In 1999, Dalton sued the Maderich family, Garman, and the oil firm, alleging environmental wrongdoings and fraud.

The case was initially delayed when three Gloucester County Superior Court judges cited conflicts related to the Dalton family and couldn't hear the case, said Dalton's attorney, Louis Giansante. Among Dalton's family members who have held public office is his brother, Sean, currently Gloucester County's prosecutor.

Judge David W. Morgan eventually took the case.

By 2006, all claims had been dismissed - except for an equitable-fraud claim against the former owners.

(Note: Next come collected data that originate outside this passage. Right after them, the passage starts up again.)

PR #1178, opened 2022-02-01
noticket: setup local phpcs and phpcbf commands

rloos289:


aekong:
it works and i love it! thanks @rloos289 !! ❤️ ❤️ ❤️

web/tests/phpcs.xml
```diff
@@ -0,0 +1,36 @@
...
+  <file>.</file>
+  <arg name="extensions" value="php,module,inc,install,test,profile,theme,css,info,txt,md,yml"/>
+  <!-- Change this value to 7 if you want to check Drupal 7 code. -->
+  <config name="drupal_core_version" value="9"/>
+
+  <!-- If you have Coder installed locally then you can reference the Drupal
+  standards with relative paths. Otherwise simply use "Drupal" and
+  "DrupalPractice. -->
+  <rule ref="Drupal"></rule>
+  <rule ref="DrupalPractice"></rule>
```
shawnbot, line 14: Correct me if I'm wrong, but it looks like [DrupalPractice](https://www.drupal.org/project/drupalpractice) is abandoned:

image

image

Can we safely delete this?

web/tests/phpcs.xml
```diff
@@ -0,0 +1,36 @@
+<?xml version="1.0" encoding="UTF-8"?>
+<ruleset name="myproject">
+  <description>PHP CodeSniffer configuration for myproject development.</description>
```
shawnbot, line 3:
```suggestion
<ruleset name="SF.gov">
  <description>PHP CodeSniffer configuration for SF.gov development.</description>
```

web/tests/phpcs.xml
```diff
@@ -0,0 +1,36 @@
...
+  "DrupalPractice. -->
+  <rule ref="Drupal"></rule>
+  <rule ref="DrupalPractice"></rule>
+
+    <!-- Disable some squiz array rules -->
+  <rule ref="Squiz.Arrays.ArrayBracketSpacing"/>
+  <rule ref="Squiz.Arrays.ArrayDeclaration">
+    <exclude name="Squiz.Arrays.ArrayDeclaration.NoKeySpecified"/>
+    <exclude name="Squiz.Arrays.ArrayDeclaration.KeySpecified"/>
+  </rule>
```
shawnbot, line 21: Do we really want to disable these, or is this just to test that we can disable individual rules?

web/tests/phpcs.xml
```diff
@@ -0,0 +1,36 @@
+<?xml version="1.0" encoding="UTF-8"?>
```
shawnbot, line 1: Honest question: Is there a best practice that suggests putting this file in `web/tests` as opposed to the project root?

web/tests/phpcs.xml
rloos289: DrupalPractice is still a valid sniff within the coder module https://git.drupalcode.org/project/coder/-/tree/8.3.x/coder_sniffer

web/tests/phpcs.xml
rloos289: It can probably go in either safely. I usually put it in there because this also ends up being a good place for phpunit.xml or other config xml files.

web/tests/phpcs.xml
rloos289: Looks like thats been added to the core xml file in web/core/phpcs.xml.dist, so yeah we can safely remove it

web/tests/phpcs.xml
shawnbot: The one argument I would make for putting it in the project root is that I _think_ it means you can nix the `--standard` arguments from the `phpcs` and `phpcbf` commands. From [the docs](https://github.com/squizlabs/PHP_CodeSniffer/wiki/Advanced-Usage#using-a-default-configuration-file):

> If you run PHP_CodeSniffer without specifying a coding standard, PHP_CodeSniffer will look in the current directory, and all parent directories, for a file called either `.phpcs.xml`, `phpcs.xml`, `.phpcs.xml.dist`, or `phpcs.xml.dist`. If found, configuration information will be read from this file, including the files to check, the coding standard to use, and any command line arguments to apply.

web/tests/phpcs.xml
shawnbot: Okay, works for me!

web/tests/phpcs.xml
rloos289: True, but is removing that something we actually want? Imo its a lot clearer to devs what standard is being used if we explicitly call out the path there. Especially since this is a slightly unusual pattern, normally its something like `-`--standard=Drupal,Drupalpractice`

shawnbot: I think so! The presence of `phpcs.xml` seems like a reasonable queue to me, but I'm coming from the world of JS and Node conventions where we litter our project roots with a bunch of `*.config.js` files, so... 😉 

Another plus of having it in a "standard" location is that VS Code (and probably other editor-specific) extensions that run `phpcs` and `phpcbf` will just work out of the box. I tried [this one](https://marketplace.visualstudio.com/items?itemName=ValeryanM.vscode-phpsab) and it didn't work until I added a `.vscode/settings.json` with `"phpsab.standard": "${workspacePath}/web/tests/phpcs.xml"`. Moving it to the project root allowed me to delete the `settings.json` and it just worked. ✨ 

@aekong @arlina-espinoza do you all have opinions on this? I'm happy to be wrong here!

aekong: i don't really have a preference, though i'm in the same boat as @shawnbot and usually expect tooling config to be in the project root

rloos289: Alright, y'all have convinced me. Moved

phpcs.xml
```diff
@@ -0,0 +1,29 @@
...
+  <rule ref="DrupalPractice"></rule>
+
+  <!-- Exclude markdown and txt files. -->
+  <exclude-pattern>*md</exclude-pattern>
+  <exclude-pattern>*txt</exclude-pattern>
+  <!-- Exclude contrib. -->
+  <exclude-pattern>../modules/contrib</exclude-pattern>
+  <!-- Exclude auto-generated theme files. -->
+  <exclude-pattern>../themes/custom/sfgovpl/node_modules</exclude-pattern>
+  <exclude-pattern>../themes/custom/sfgovpl/dist</exclude-pattern>
```
shawnbot, line 23: A couple of things here: 1) fix the relative path to `modules/contrib`; 2) exclude all `node_modules` and `dist` directories, since we may have those in custom modules as well.

```suggestion
  <exclude-pattern>web/modules/contrib</exclude-pattern>
  <!-- Exclude npm-managed directories -->
  <exclude-pattern>**/node_modules</exclude-pattern>
  <!-- Exclude generated asset directories -->
  <exclude-pattern>**/dist</exclude-pattern>
```

phpcs.xml
```diff
@@ -0,0 +1,29 @@
...
+
+  <!-- If you have Coder installed locally then you can reference the Drupal
+  standards with relative paths. Otherwise simply use "Drupal" and
+  "DrupalPractice. -->
+  <rule ref="Drupal"></rule>
+  <rule ref="DrupalPractice"></rule>
+
+  <!-- Exclude markdown and txt files. -->
+  <exclude-pattern>*md</exclude-pattern>
+  <exclude-pattern>*txt</exclude-pattern>
```
shawnbot, line 18: We could simplify this by leaving `txt` and `md` out of the extensions list:
```suggestion
  <arg name="extensions" value="php,module,inc,install,test,profile,theme,css,info,txt"/>
  <!-- Change this value to 7 if you want to check Drupal 7 code. -->
  <config name="drupal_core_version" value="9"/>

  <!-- If you have Coder installed locally then you can reference the Drupal
  standards with relative paths. Otherwise simply use "Drupal" and
  "DrupalPractice. -->
  <rule ref="Drupal"></rule>
  <rule ref="DrupalPractice"></rule>
```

Four years went by without a ruling. The Maderich family believed the legal fight was over. Theresa Maderich died at 81, in 2009, thinking the case had gone away.

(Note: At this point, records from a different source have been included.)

PR #109, opened 2020-04-22
Retry KIND deployment

mkolesnik:
Should it fail, it won't hurt to retry deployment. KIND can be finicky
sometimes and for some reason fail to deploy one of the clusters.

The only caveat is that should the kind deployment break, it'll take
longer to fail the script since it will retry 3 times, but that is a
small price to pay (and good incentive not to break the deployment!)


skitt:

The next year, Dalton filed a new complaint - "to get the court's attention," Giansante said - and Morgan finally ruled on the surviving claim. He dismissed it because he could not find an acceptable remedy. Undoing the sale was not realistic.

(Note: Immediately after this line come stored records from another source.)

PR #111, opened 2020-04-23
Allow passing extra arguments to deploytool

mkolesnik:
Allows passing extra arguments by consuming projects.

Also had to fix the way extra arguments are treated in makefile so they don`t overwrite the user provided value.


Makefile
```diff
@@ -2,8 +2,9 @@ ifneq (,$(DAPPER_HOST_ARCH))
 
 # Running in Dapper
 
-CLUSTERS_ARGS = --cluster_settings $(DAPPER_SOURCE)/scripts/cluster_settings
-DEPLOY_ARGS = $(CLUSTERS_ARGS)
+CLUSTER_SETTINGS_FLAG = --cluster_settings $(DAPPER_SOURCE)/scripts/cluster_settings
+CLUSTERS_ARGS += $(CLUSTER_SETTINGS_FLAG)
+DEPLOY_ARGS += $(CLUSTER_SETTINGS_FLAG)
```
skitt, line 7: Ah yes, this is much better :-).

Dalton appealed, and, in 2012, an appellate court sent the case back to Morgan to fully consider the equitable-fraud claim.

Morgan, saying the former owners had a duty to disclose the information they came across post-closing, validated the equitable-fraud claim. He instructed them to finance most of a site investigation and any remediation; Dalton was to pay 35 percent. A conclusion would allow Dalton to finally sell his property, he said.

Virgil Maderich said her mother would not have intentionally wronged someone and genuinely didn't think she had left behind a spill. "It wasn't like she snuck away in the dark of the night," Maderich said, noting that her mother opened a liquor store in Burlington County.

The study would end the drama, she said, and the family had no issue contributing to a cleanup: "I always felt strongly that, if there was anything there, it was insignificant.

"And I was right."

More than two decades after the sale, experts finally inspected the grounds of the Rainbow Inn and, in 2014, determined that the contamination levels did not warrant environmental remediation.

"Very ironic," said Maderich's attorney, Betsy G. Ramos.

Giansante said that the equitable-fraud finding was a victory in requiring the investigation, but that the oil had broken down over time, benefiting the "concealers."

So Dalton again appealed, seeking attorney fees and profits that the previous owners experienced by not addressing the issue in 1988. Giansante, who has worked the case on a contingency basis, has estimated that fees, with court-permitted enhancements, could surpass $500,000.

To Maderich, the continued fight signaled that the case had been expected to yield "a big sum of money." She said that if an attorney is unrelenting, the courts allowed tort cases to "bankrupt people."

Giansante said the contingency agreement was first made by the firm he was with when the case was referred to him. "Nobody that owns a small business or a home can afford these cases," he said, and this case had a "smoking gun."

Nine months after arguments, the appellate court last week affirmed Morgan's decision. It ruled against the awards.

On Friday, Giansante said he would petition the state Supreme Court to take the case, although he acknowledged that the highest court has declined to hear many cases.

"This is unbelievable," Maderich said, wishing an end to a "16-year horror."

Albert Telsey, an environmental-law attorney not involved with the case, said the length of time seemed "just too long for this size case." The case showed "a pox on both houses," he said.

Maderich said that mistakes were made on both sides, but that her family simply wanted to move on.

The case has cost the family about $150,000, she said, and the estates of her mother and Garman - together valued at about $1.5 million - have been held in a "constructive trust" for work at the site since 2013. Ramos is now asking a court to lift the trust.

"It was my mother's business, but we all worked it with the understanding that it would be ours," Maderich said. "This was our way to retirement."

The family's subsequent store was recently sold. So too was the Rainbow Inn.